Would you count how many lines of the material below hold the string "paymentMethod"? Give only the number.

BEGIN RECORDS PROVIDED

PR #2742, opened 2017-08-25
Fix on Localized elements not updating on currency/language change

### LINKED ISSUE #2593: i18n and currency elements not all updating on change

rhenshaw56:
**Resolves #2593**

TEST BY:

- Cloning this branch
-  Setup `reaction.json` to have the open exchange rates API key or use the [standard `reaction.json`](https://github.com/reactioncommerce/rc-config-files/blob/master/reaction.json)
- Start reaction and login as admin
- Change currency or i18n in a page where there are multiple localized elements and notice that components update on currency/language change
- Test this also as a guest/non-admin user


client/modules/i18n/main.js
```diff
@@ -119,7 +119,7 @@ Meteor.startup(() => {
           locale.language = getBrowserLanguage();
           moment.locale(locale.language);
           // flag in case the locale currency isn't enabled
-          locale.currencyEnabled = locale.currencyEnabled;
+          locale.currencyEnabled = locale.currency.enabled;
```
zenweasel: I feel like @jm-wanja just changed this to fix another bug. Can you check with her?

client/modules/core/main.js
```diff
@@ -755,4 +751,4 @@ function createCountryCollection(countries) {
     Countries.insert(country);
   }
   return countryOptions;
-}
+}
```
zenweasel: Missing newline

zenweasel:
@rhenshaw56 This PR could probably use a better title.

client/modules/i18n/main.js
rhenshaw56: sure

rhenshaw56: @zenweasel  the reason for the change was because `locale` does not have a `currencyEnabled` field so it was always `undefined`. Just checked in with her and had her test if it affected the bug she worked on. She said it did not.

zenweasel:
@aaronjudd Can you take a look at this when you have a chance?

aaronjudd:
Verified that logged out / non admin currency and language do seem to be updating.  It's a bit hard to tell with translations at the moment though as there are still a lot I'm seeing all over that aren't translated here ("Shop Settings, and more, where I know there ~were~ translations).

Here's some clear examples though where I'm not seeing currency translating when I am logged in as an admin:
basic_reaction_product
basic_reaction_product

zenweasel:
So it was my (possibly incorrect) understanding that elements on the PDP should always be in the shop currency for an admin.

Either way I see that it's consistent, but want to make sure we correct to the right way.

aaronjudd:
@zenweasel let's open a separate issue for the  side bar currency issue.. and then merge this..

PR #2744, opened 2017-08-25
Order managers should be able to see a risk evaluation for an order

### LINKED ISSUE #2322: Order managers should be able to see a risk evaluation for an order
Users with permissions to see the order details view should be able to see a risk evaluation for an order.

Orders with a normal risk evaluation should not be highlighted abnormally.

Orders with an `elevated` or `high` risk evaluation should be highlighted and there should be a large notification present on the order details page as well as a badge on the order list page.

Orders with a `high` risk evaluation should require the order manager to acknowledge that the order is a high risk order before they may capture the payment.

#### Resources
* [Stripe Risk Evaluation Docs](https://stripe.com/docs/radar/risk-evaluation)

impactmass:
Resolves #2322. 

**How To Test:**
* Using Stripe as payment gateway, make an order. Use the card number `4000000000009235`. This is a test card from Stripe that succeeds with an elevated risk response. See comment below.
* Check the Order Dashboard for that order, you should see it flagged as elevated.
* Switch to Example Payment Method from Stripe, and make another order using the same card above. With this, the Example Payment flags the charge as high risk.
* Check the Order Dashboard for that order, you should see it flagged as high risk (red).
* Also confirm that there is a warning alert before capture of an elevated or high risk order in the Order summary side panel.
* Confirm that making orders with other normal cards (e.g 424242424242...) works as before without any side effect from this PR

NB: (i) The other included payment methods can be updated later based on how each processes risk evaluation. I updated only Stripe package & Example Method in this PR.
(ii) Bulk capturing doesn't popup an alert on risky orders capturing at the moment. That'll be handled in #2762 

**More Details about this PR:**
- Adds a risk level field on the paymentMethod schema (marked as optional). It will allow one of three values `normal`, `elevated` or `high`. So each payment package (when we come around to update them) will only need to set this field based on how they process risk levels. The example used for Stripe & Example payment here can be followed.
- Based on the value of this filed we display badges on the UI.
- We also show an alert when capturing an order that's flagged as risky.

Link
* [Stripe Risk Evaluation Docs](https://stripe.com/docs/radar/risk-evaluation)


impactmass:
Ready.
Updated look according to design
screenshot 2017-08-28 14 57 42

rymorgan:
@impactmass Looks good to me. I may decide to brighten up the alert box background color in the future but this is good to go as far as I'm concerned.

aaronjudd:
@impactmass can you give instruction for testing various risk scenarios, ie: how do I get a high risk order.  Also, Stripe Connect may only work for marketplaces, but we need to test against all payment methods..

impactmass:
Okay. I'll dig more into Stripe Connect's doc to see if there's a testing way to generate risk flag (last time I checked I didn't see that).
After resolving #2717

impactmass:
1). At the moment, I haven't found a way to make a payment flagged as risky by Stripe. 
2) Re the other payment methods getting updated for risk evaluation capturing, I'll make a separate issue to update our current payment methods. I only limited this to Connect to start.  
If it's preferable to get all of the payment methods updated before merging in the UI for the risk badges, I'll make this WIP (or temporarily close it).

aaronjudd:
I'm not looking for all other payment methods to enable risk evaluation -> because most do not have this functionality. What I'm looking is to make sure it's a generic enough implementation that they can add this functionality if needed -> but most importantly -> do the other methods all work 100% as they are and nothing breaks and there are no artifacts from this.  Since I don't have the instructions to test... I couldn't test for myself if the other methods would break.

aaronjudd:
If we do want to add to other payment methods.. that'd be a separate issue for each (we'd have to identify which support this).  It would be nice to have one method besides connect that a single shop implementation would be able to use.

impactmass:
Oh okay great. Thanks @aaronjudd

It's a generic enough implementation. I'll update the description to add what was done, but I've:

_ Added a risk level field on the paymentMethod schema (marked as optional). It will allow one of three values `normal`, `elevated` or `high`. So each payment package (when we come around to update them) will only need to set this field based on how they process risk levels. The example I used for Stripe can be followed.
_ Based on the value of this filed we display badges on the UI.

Also, the current stripe package (which I used here) works for single shops as well. The risk level is not a feature that's connected only to the Connect feature. (I'll add this to the description too).

spencern:
@impactmass See: https://stripe.com/docs/testing#cards for testign cards with non-standard responses.
Specifically: 
> `4000000000009235` Charge succeeds with a risk_level of elevated and placed into review.

Stripe's [Radar Docs](https://stripe.com/docs/radar/risk-evaluation) has some information about risk evaluation, but I'd imagine you've seen that. I don't see a way to trigger a high-risk eval with a card number. Might be able to do it with a token.

aaronjudd:
@impactmass will you have time resolve conflicts and bring this up to speed before next week, or should we postpone this for a following release?  If it's close, let's get it done..

impactmass:
yes, I'll bring this up and fix conflicts with base branch, and finish up on what is left asap

imports/plugins/core/orders/client/components/orderTable.js
```diff
@@ -155,6 +158,13 @@ class OrderTable extends Component {
             className="rui-order-avatar"
           />
           <strong>{order.shipping[0].address.fullName}</strong> | {emailAddress}
```
spencern: Not an issue created by this PR, and not a blocker for me on this specific PR, but very soon I think we should start rejecting PRs that don't address the `shipping[0]` or `billing[0]` issue as it's a strong indicator that that part of the code is not marketplace ready, and if we're in there, we should fix it anyway.

imports/plugins/core/orders/client/containers/orderDashboardContainer.js
```diff
@@ -760,6 +760,7 @@ class OrderDashboardContainer extends Component {
         } else {
           // TODO: send these orders in batch as an array. This would entail re-writing the
           // "orders/capturePayments" method to receive an array of orders as a param.
+          console.log("capturePayments - OrderDashboardContainer");
```
spencern: no `console`

impactmass:
thanks for the initial comments. I'm still doing some final tests before removing the WIP, hence the random console.log, but I'll soon be done with that. I'll also add a quick doc update, and remove the WIP.

imports/plugins/core/orders/client/components/orderTable.js
impactmass: those [0] are being removed/updated in #2813

impactmass:
@spencern Ready to test. I updated the test instructions to include testing with Example Payment Provider as well.

imports/plugins/included/payments-example/server/methods/exampleapi.js
```diff
@@ -3,7 +3,7 @@ import { SimpleSchema } from "meteor/aldeed:simple-schema";
 import { Random } from "meteor/random";
 
 // Test card to use to add risk level flag for testing purposes only.
-export const TESTRISKYCARD = "4000000000009235";
+export const RISKY_TEST_CARD = "4000000000009235";
```
spencern: this is a great name for a test card

Issue #2740, opened 2017-08-25
Move accounts package from /client/modules/accounts into /imports/plugins/core/accounts


kieckhafer:
Some of our account related action components (Password reset, for instance) are located inside the `/client/modules/accounts` directory, and not in our `/imports/plugins/core/accounts` directory.

It seems that this causes an issue with load order, and the components are not available to be replaced using `replaceComponent` because of this.

We should move all of the accounts components into the imports directory.

jshimko:
Resolved by #2745

Issue #2493, opened 2017-06-22
no UI for users to update their email


jshimko:
### Expected behavior

Expect that any user can update their email.  

### Actual Behavior

There is nowhere in the UI to update your email (unless I'm totally missing it).  Editing the database is currently the only option. This is particularly a problem for initial shop admins where a random email can potentially be generated for them.  Once that has happened, there's no way for them to update it to their actual email.  They have to delete the user and force a new default admin creation with proper configs.

### Versions

Node: 8.1.2
NPM: 5.0.3
Meteor Node: 4.8.3
Meteor NPM: 4.6.1
Reaction CLI: 0.10.0
Reaction: 1.3.0
Reaction branch: development
Docker: 17.03.1-ce

jshimko:
Resolved by #2745

PR #2745, opened 2017-08-25
Moving accounts package into /imports, adding email update to profile

kieckhafer:
Resolves issue #2740 
Resolves issue #2493 
Resolves issue #2778

Move some account related components from Move accounts package from `/client/modules/accounts` into `/imports/plugins/core/accounts`. Follow up task in #2746 .

Add email update fields to profile page

Pull up `ReactionAvatar` component from client project into the core

Follow-up tasks:
~Email copy for new email: #2778~


server/methods/accounts/accounts.js
```diff
@@ -59,6 +60,74 @@ export function verifyAccount(email, token) {
...
+  const user = Meteor.user();
+
+  // Remove email address from user
+  MeteorAccounts.removeEmail(user._id, email);
+
+  // Verify new address
+  sendUpdatedVerificationEmail(user._id);
+
+  // Sync users and accounts collections
+  syncUsersAndAccounts();
```
kieckhafer: I'm not sure this is the best way to sync `users` and `accounts`... any input would be appreciated

server/methods/accounts/accounts.js
```diff
@@ -59,6 +60,74 @@ export function verifyAccount(email, token) {
...
 }
 
+
+/**
+ * updateEmailAddress
+ * @summary update a users email address
+ * @param {String} email - user email
+ * @returns {Boolean} - returns boolean
+ */
+export function updateEmailAddress(email) {
```
kieckhafer: After a bit of research, this seems to be the way people update email addresses on Meteor, first by adding a new one, then removing the old one. There is no callback on meteor's `Accounts.addEmail`, so I think you kind of have to send it back tot he client and do it this way.

aaronjudd:
bitHound - Dependencies — 1 failing dependency.

imports/plugins/core/accounts/client/components/email/updateEmail.js
```diff
@@ -0,0 +1,121 @@
...
+    email: PropTypes.string,
+    uniqueId: PropTypes.string
+  }
+
+  constructor(props) {
+    super(props);
+
+    this.state = {
+      email: props.email,
+      newEmail: false,
```
jshimko: `this.state.newEmail` isn't used anywhere.

imports/plugins/core/accounts/client/components/email/updateEmail.js
```diff
@@ -0,0 +1,121 @@
...
+      showSpinner: false
+    };
+
+    this.handleFieldChange = this.handleFieldChange.bind(this);
+    this.handleSubmit = this.handleSubmit.bind(this);
```
jshimko: These bindings aren't needed because you defined those as arrow functions (accomplishes the same thing).

imports/plugins/core/accounts/client/components/email/updateEmail.js
```diff
@@ -0,0 +1,121 @@
...
+  }
+
+  componentWillReceiveProps() {
+    this.setState({ showSpinner: false });
+  }
```
jshimko: Is this needed?  I don't see how it does anything.

imports/plugins/core/accounts/client/components/email/updateEmail.js
```diff
@@ -0,0 +1,121 @@
...
+
+  handleSubmit = (event) => {
+    event.preventDefault;
+
+    this.setState({ showSpinner: true });
+
+    const { email } = this.state;
+
+    Meteor.call("accounts/validation/email", email, false, (result, error) => {
+      if (error.error) {
```
jshimko: All server communication or data fetching should always be in a container.  This should just be passed in as an event handler prop.  The UI component shouldn't need to know/care about how something gets done.  It just handles the state of the UI.

imports/plugins/core/accounts/client/components/email/updateEmail.js
```diff
@@ -0,0 +1,121 @@
...
+        Alerts.toast(i18next.t("accountsUI.error.invalidEmail", { err: error.reaston }), "error");
+        this.setState({ showSpinner: false });
+        return null;
+      }
+
+      Meteor.call("accounts/updateEmailAddress", email, (err) => {
+        if (err) {
+          Alerts.toast(i18next.t("accountsUI.error.emailAlreadyExists", { err: error.message }), "error");
```
jshimko: Wrong `error` object here in the Alert.  Should be `err` because `error` is from the upper scope.

imports/plugins/core/accounts/client/components/email/updateEmail.js
```diff
@@ -0,0 +1,121 @@
...
+          });
+        }
+      });
+    });
+
+    return null;
+  }
+
+  renderSubmitButton() {
+    if (this.state.showSpinner === true) {
```
jshimko: This button component could be simplified into a single instance.

```js
  render() {
    const { showSpinner } = this.state;

    return (
      <div>
        <Components.TextField
          i18nKeyLabel="accountsUI.emailAddress"
          label="Email Address"
          name="email"
          type="email"
          id={`email-${this.props.uniqueId}`}
          value={this.state.email}
          onChange={this.handleFieldChange}
        />
        <Components.Button
          bezelStyle={"solid"}
          icon={showSpinner && "fa fa-spin fa-circle-o-notch"}
          i18nKeyLabel={showSpinner ? "accountsUI.updatingEmailAddress" : "accountsUI.updateEmailAddress"}
          label={showSpinner ? "Updating Email Address" : "Update Email Address"}
          status={"primary"}
          onClick={this.handleSubmit}
          disabled={this.state.email === this.props.email}
        />
      </div>
    );
  }
```

imports/plugins/core/accounts/client/components/email/updateEmail.js
```diff
@@ -0,0 +1,121 @@
...
+          value={this.state.email}
+          onChange={this.handleFieldChange}
+        />
+        {this.renderSubmitButton()}
+      </div>
+    );
+  }
+}
+
+export default UpdateEmail;
```
jshimko: All internal components should be registered with the components API.

imports/plugins/core/accounts/client/templates/members/member.js
```diff
@@ -141,6 +143,15 @@ Template.memberSettings.helpers({
       component: ManageGroups,
       ...Template.currentData()
     };
+  },
+
+  ReactionAvatar() {
+    const user = Accounts.findOne(Meteor.userId());
```
jshimko: All of this data fetching logic should be in a container for the `ReactionAvatar` component, not the Blaze template.  That makes overriding the React component that much more complicated.

imports/plugins/core/accounts/client/templates/profile/profile.js
```diff
@@ -5,6 +5,9 @@ import { ReactiveVar } from "meteor/reactive-var";
 import { Reaction } from "/client/api";
 import { i18next } from  "/client/api";
 import * as Collections from "/lib/collections";
+import UpdateEmail from "/imports/plugins/core/accounts/client/components/email/updateEmail";
```
jshimko: This should be a registered component so it can be overridden.

imports/plugins/core/accounts/client/templates/profile/profile.js
```diff
@@ -26,6 +29,24 @@ Template.accountProfile.onCreated(() => {
  */
 Template.accountProfile.helpers({
 
+  UpdateEmail() {
```
jshimko: In both of these, the data fetching logic should be in a container, not the Blaze template.

imports/plugins/core/ui/client/components/avatar/avatar.js
```diff
@@ -0,0 +1,83 @@
+import React, { Component } from "react";
+import PropTypes from "prop-types";
+import Avatar from "react-avatar";
+import classnames from "classnames/dedupe";
+import { registerComponent } from "@reactioncommerce/reaction-components";
+
+class ReactionAvatar extends Component {
```
jshimko: Any component that only has a render function should be a simple stateless function.  None of the React lifecycle methods or state handling are being used, so a Component class adds unnecessary overhead. 
This also depends on an email being passed in, so it should have a container wrapping it (currently being done by a Blaze template)

server/api/core/accounts/password.js
```diff
@@ -231,3 +231,118 @@ export function sendVerificationEmail(userId, email) {
...
+
+    if (!address) {
+      const msg = "No unverified email addresses found.";
+      Logger.error(msg);
+      throw new Meteor.Error("no-unverified-address", msg);
+    }
+  }
+
+  // make sure we have a valid address
+  if (!address || !_.includes(_.map(user.emails || [], "address"), address)) {
```
jshimko: `_.includes` should be `Array.includes` (I know you likely copied this from the other email verification function that I wrote.  Just trying to be do it right moving forward. :))

server/methods/accounts/accounts.js
jshimko: This seems sensible to me.

kieckhafer:
@aaronjudd The `react-measure v2.0` upgrade is a breaking change for us, something that I think would require a bit of a rewrite of the MediaGallery that's currently on the PDP. It might be better to hold off on updating just to get rid of that warning if we are planning on doing an overall update to MediaGallery: https://github.com/reactioncommerce/reaction/issues/2792#issuecomment-327322049

kieckhafer:
`react-measure` has been updated to 2.0.

Would love to get this merged so we're able to pull the changes into a client project.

END RECORDS PROVIDED

> [RESULT OF THE TASK]
2